Prompt:
The answer should consist of all the records, copied exactly.

Dataset:
PR #669, opened 2026-08-04
Optimize DFA fast-path by bypassing position-dependent checks for anchorless patterns

cushon:
Previously, the DFA search loop fell back to the slower general loop for the last character of the input (due to posDepThreshold boundaries), and the loop boundary calculations were too complex, preventing JIT from optimizing the fast-path loop.

This CL introduces a check for `hasPositionDependentTransitions` (determined at DFA compile time). For patterns without position-dependent transitions (no anchors, no grapheme semantics):
- The fast-path inner loop limit is set to the full text length.
- Position-dependent boundary checks are bypassed.
- This allows JIT to prune unused branches and optimize the search loop into a single tight loop that runs for the entire string.

This achieves a ~2x speedup on the recitation benchmark from https://github.com/eaftan/safere/pull/668 (from ~50us to ~25us), making SafeRE competitive with (and slightly faster than) FFM RE2 with string conversion.

### DIFF
--- a/safere-benchmarks/benchmark-data.json
+++ b/safere-benchmarks/benchmark-data.json
@@ -1763,9 +1763,10 @@
         ]
       },
       "recipe": {
-        "kind": "suffixToLength",
-        "prefixUnit": "ordinary prose without a recitation ",
-        "suffix": "[1.2.3,4.5.6]",
+        "kind": "surroundToLength",
+        "prefix": "[",
+        "unit": "1.2.3,",
+        "suffix": "4.5.6]",
         "length": "{size}"
       },
       "shared": true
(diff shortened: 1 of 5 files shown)


eaftan (approved):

Task response:
PR #669, opened 2026-08-04
Optimize DFA fast-path by bypassing position-dependent checks for anchorless patterns

cushon:
Previously, the DFA search loop fell back to the slower general loop for the last character of the input (due to posDepThreshold boundaries), and the loop boundary calculations were too complex, preventing JIT from optimizing the fast-path loop.

This CL introduces a check for `hasPositionDependentTransitions` (determined at DFA compile time). For patterns without position-dependent transitions (no anchors, no grapheme semantics):
- The fast-path inner loop limit is set to the full text length.
- Position-dependent boundary checks are bypassed.
- This allows JIT to prune unused branches and optimize the search loop into a single tight loop that runs for the entire string.

This achieves a ~2x speedup on the recitation benchmark from https://github.com/eaftan/safere/pull/668 (from ~50us to ~25us), making SafeRE competitive with (and slightly faster than) FFM RE2 with string conversion.

### DIFF
--- a/safere-benchmarks/benchmark-data.json
+++ b/safere-benchmarks/benchmark-data.json
@@ -1763,9 +1763,10 @@
         ]
       },
       "recipe": {
-        "kind": "suffixToLength",
-        "prefixUnit": "ordinary prose without a recitation ",
-        "suffix": "[1.2.3,4.5.6]",
+        "kind": "surroundToLength",
+        "prefix": "[",
+        "unit": "1.2.3,",
+        "suffix": "4.5.6]",
         "length": "{size}"
       },
       "shared": true
(diff shortened: 1 of 5 files shown)


eaftan (approved):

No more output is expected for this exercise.